RBC Capital analyst Brad Erickson lowered the firm's price target on Meta Platforms to $400 from $415 but keeps an Outperform rating on the shares. The analyst says the data with 26 agency and ad network channel contacts related to overall spending trends are "mixed". Erickson adds that while Meta is "winning the Apple (AAPL) signal loss battle" relative to other social peers, it may also be more exposed to Tiktok risk than investors may realize.

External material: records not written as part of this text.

PR #61, opened 2022-03-15
Make tox integration tests take additional arguments for pytest command.

ueshin:
### Description

Makes tox integration tests take additional arguments for `pytest` command.

For example:

```
tox -e integration-databricks-sql-endpoint -- -k test_dbt_empty
```


ueshin:
I think this is just good to go. I’d merge this now.

PR #63, opened 2022-03-23
Fix the dependencies to see 1.0.latest branches.

ueshin:
### Description

Fixes the dependencies to see `1.0.latest` branches.

### DIFF
--- a/dev_requirements.txt
+++ b/dev_requirements.txt
@@ -1,6 +1,10 @@
 # install latest changes in dbt-core
 # TODO: how to automate switching from develop to version branches?
-git+https://github.com/dbt-labs/dbt.git#egg=dbt-core&subdirectory=core
+git+https://github.com/dbt-labs/dbt.git@1.0.latest#egg=dbt-core&subdirectory=core
+
+# install latest changes in dbt-spark
+# TODO: how to automate switching from develop to version branches?
+git+https://github.com/dbt-labs/dbt-spark.git@1.0.latest#egg=dbt-spark
 
 freezegun==0.3.9
 pytest==6.0.2
--- a/requirements.txt
+++ b/requirements.txt
@@ -1,1 +1,2 @@
 databricks-sql-connector>=1.0.1
+dbt-spark~=1.0.0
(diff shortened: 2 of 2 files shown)


dev_requirements.txt
```diff
@@ -1,6 +1,10 @@
 # install latest changes in dbt-core
 # TODO: how to automate switching from develop to version branches?
-git+https://github.com/dbt-labs/dbt.git#egg=dbt-core&subdirectory=core
+git+https://github.com/dbt-labs/dbt.git@1.0.latest#egg=dbt-core&subdirectory=core
+
+# install latest changes in dbt-spark
+# TODO: how to automate switching from develop to version branches?
+git+https://github.com/dbt-labs/dbt-spark.git@1.0.latest#egg=dbt-spark
```
allisonwang-db, line 7: Just want to make sure this `1.0.latest` means installing the latest patch version (`1.0.x`)? Does it also include unreleased changes?

I am curious why `dbt-spark` is a *dev* requirement? When users install `dbt-databricks` package, do they also need to also install `dbt-spark`?

ueshin: It also includes unreleased changes in their repository https://github.com/dbt-labs/dbt-spark/tree/1.0.latest.

> I am curious why `dbt-spark` is a *dev* requirement?

That's a good question. Let me try to keep it in both `requirements.txt` and `dev_requirements.txt`.

> When users install `dbt-databricks` package, do they also need to also install `dbt-spark`?

Users usually use `pip` command to install the package, then it will also install `dbt-spark` according to `setup.py` settings. https://github.com/databricks/dbt-databricks/blob/7cc4f9d66baeb40591d2607619b14dbb313b2c14/setup.py#L57-L60

ueshin: > Let me try to keep it in both `requirements.txt` and `dev_requirements.txt`.

Seems like it's working. Let me revert the change in `requirements.txt`.

allisonwang-db (approved):
LGTM

ueshin:
Thanks! merging.

PR #69, opened 2022-03-30
Add database and schema in the log when executing schemas API.

ueshin:
### Description

Adds `database` and `schema` in the log when executing schemas API.

For example, in `dbt.log`:

```
... [debug] [ThreadPool]: On list_schemas: GetSchemas(database=None, schema=None)
```


ueshin:
Thanks! merging.

PR #70, opened 2022-03-31
Port testing framework changes.

ueshin:
### Description

Port testing framework changes from dbt-labs/dbt-spark#299 and dbt-labs/dbt-spark#314.


jtcohen6:
@ueshin You beat me to it! I was planning to open an issue for the testing framework migration in the `dbt-databricks` repo today :)

Draft docs (https://github.com/dbt-labs/docs.getdbt.com/pull/1263) for using the new framework: https://deploy-preview-1263--docs-getdbt-com.netlify.app/docs/contributing/testing-a-new-adapter

We've also got work in progress (https://github.com/dbt-labs/dbt-core/pull/4958) to convert and consolidate the test case that you ported in https://github.com/databricks/dbt-databricks/pull/62, so that you can inherit + run these test cases with a _lot_ less copy-pasted code.

ueshin:
@jtcohen6 Yes, we are keeping an eye on `dbt-spark` changes so that we don't loose the compatibility. :)

> We've also got work in progress (https://github.com/dbt-labs/dbt-core/pull/4958) to convert and consolidate the test case that you ported in https://github.com/databricks/dbt-databricks/pull/62, so that you can inherit + run these test cases with a _lot_ less copy-pasted code.

That's really good to know! Looking forward to it being merged.

tox.ini
```diff
@@ -29,7 +29,7 @@ deps =
 
 [testenv:integration-databricks-cluster]
 basepython = python3
-commands = /bin/bash -c '{envpython} -m pytest -v tests/specs/databricks-cluster.dbtspec {posargs}; ret=$?; [ $ret = 5 ] && exit 0 || exit $ret'
+commands = /bin/bash -c '{envpython} -m pytest -v --profile databricks_cluster tests/functional/adapter/test_basic.py {posargs}; ret=$?; [ $ret = 5 ] && exit 0 || exit $ret'
```
allisonwang-db, line 32: I like the `--profile` option! I am curious if we can change the integration tests to use this too.

allisonwang-db (approved):

tox.ini
ueshin: I think we can, in a separate PR, or we can contribute to `dbt-spark` if they want.

ueshin: Or https://github.com/dbt-labs/dbt-core/pull/4958 will provide the testing framework even for custom integration tests?

ueshin:
Thanks! merging.

tox.ini
jtcohen6: @ueshin Correct, our thinking is that this framework will provide the foundation for:
- basic test cases (minimum expectations for any dbt adapter)
- optional additional test cases for more advanced functionality (we'll be gradually adding, e.g. https://github.com/dbt-labs/dbt-core/pull/4958)
- your own custom integration/functional tests, which can tap into the same reusable utilities

As far as the `--profile` option in particular: It looks like this is something we added in `dbt-spark` (https://github.com/dbt-labs/dbt-spark/blob/main/tests/conftest.py), rather than the test utilities built into `dbt-core` (since the tests there only use a single Postgres profile). @gshank Do you see merit in standardizing this for all plugin maintainers, by moving `pytest_addoption` and `dbt_profile_target` into `dbt-core`? Or must they be defined in each plugin's own `conftest.py`?

jtcohen6: As far as the `--profile` option in particular: It looks like this is something we added in `dbt-spark` (https://github.com/dbt-labs/dbt-spark/blob/main/tests/conftest.py), rather than the test utilities built into `dbt-core` (since the tests there only use a single Postgres profile). @gshank Do you see merit in standardizing this for all plugin maintainers, by moving `pytest_addoption` and `dbt_profile_target` into `dbt-core`? Or must they be defined in each plugin's own `conftest.py`?

PR #71, opened 2022-04-01
Support Delta constraints

allisonwang-db:
### Description
This PR adds support for [Delta Constraints](https://docs.databricks.com/delta/delta-constraints.html) with dbt table models and incremental models. It supports two types of constraints: model level [Check constraint](https://docs.databricks.com/delta/delta-constraints.html#check-constraint) and column level [not_null](https://docs.databricks.com/delta/delta-constraints.html#not-null-constraint) constraint. 

Users can specify model-level and column-level constraints under the `meta` field of the model config. For example:
```yaml
# schema.yml
models:
  - name: my_model
    meta:
      constraints:
        - name: id_greater_than_zero
          condition: id > 0	
    columns:
      - name: id
      - name: name
        meta:
          constraint: not_null
```
Constraints specified will be created if the `persist_constraints` config is enabled (default: false):
```sql
-- my_model.sql
{{ config(
    materailized='table',
    persist_constraints=True
) }}
...
```

Note, Delta constraints are only available in Databricks Runtime 7.4 and above. So DBR 7.3 LTS won't support this feature.

### Checklist


allisonwang-db:
cc @jtcohen6

tests/integration/constraint_test/test_constraints.py
```diff
@@ -0,0 +1,129 @@
...
+    @property
+    def project_config(self):
+        return {
+            "config-version": 2,
+            "models": {
+                "test": {
+                    "+persist_docs": {
+                        "relation": True,
+                        "columns": True,
+                    },
```
ueshin, line 25: I'm just wondering if we need to enable them? I'm feeling it's ok to enable automatically if there is such configs in `schema.yml`.
I also feel a bit weird that the config named `persist_docs` enables the constraints.

jtcohen6: > I'm just wondering if we need to enable them? I'm feeling it's ok to enable automatically if there is such configs in `schema.yml`.

Fair, I think there's good arguments to be made in either direction. From my perspective, `meta` is usually for user's own metadata / annotation purposes, with no _functional_ effect in dbt, until/unless they opt into that via an extension macro/package or custom config.

> I also feel a bit weird that the config named `persist_docs` enables the constraints.

Agreed. Even if the mechanism to add these constraints is very very similar to `persist_docs`, I'd rather see this enabled via another config. Users (and therefore adapter plugins) can define whichever configs they like. All that would require is another macro call within the materialization, right alongside the calls to `persist_docs`:

https://github.com/databricks/dbt-databricks/blob/5d44dc64315a1a906c24b3223b074de4da60460f/dbt/include/databricks/macros/materializations/table.sql#L24-L26

https://github.com/databricks/dbt-databricks/blob/5d44dc64315a1a906c24b3223b074de4da60460f/dbt/include/databricks/macros/materializations/incremental/incremental.sql#L43-L45

allisonwang-db: Make sense! I will use a different config for constraints.

ueshin: We might also need it in `snapshot.sql`? https://github.com/databricks/dbt-databricks/blob/6dd2a8f7fcdafba56d788b42118fb43abe41a59e/dbt/include/databricks/macros/materializations/snapshot.sql#L96-L98

ueshin (approved):
LGTM.

> Note, Delta constraints are only available in Databricks Runtime 7.4 and above. So DBR 7.3 LTS won't support this feature.

If it doesn't support this feature with DBR 7.3 LTS, we should mention it in README to say:

- The `dbt-databricks` adapter has been tested against `Databricks SQL` and `Databricks runtime releases 9.1 LTS` and later.

or

- Delta constraints feature only works with `Databricks runtime releases 9.1 LTS` and later.

@superdupershant Which would you recommend, or other option?

ueshin:
Thanks! merging.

Squali lowered the firm's price target on Twitter to $50 from $60 but keeps a Buy rating on the shares as part of a broader research note on Internet and Digital Media. The company's Q4 revenue growth should decelerate sequentially to 22% from 37% in Q3, reflecting tough Y/Y comps, and normalization from peak engagement on the platform due to COVID, though he still expects over 20% Y/Y top-line growth, fueled by healthy ad budgets, new monetization tools, and mDAU growth, the analyst tells investors in a research note. Mizuho analyst James Lee lowered the firm's price target on Twitter to $56 from $70 and keeps a Neutral rating on the shares. While the management changes are necessary to enable Twitter to accelerate the development, introduction and update of its products, it could take time for the new strategy to take shape for users and revenues to reach the company's long term targets, Lee tells investors in a research note. With that in mind, he reduced his fiscal 2023 EBITDA estimate by nearly 20% to $2.4B. Lee believes the stock lacks a catalyst in the near term.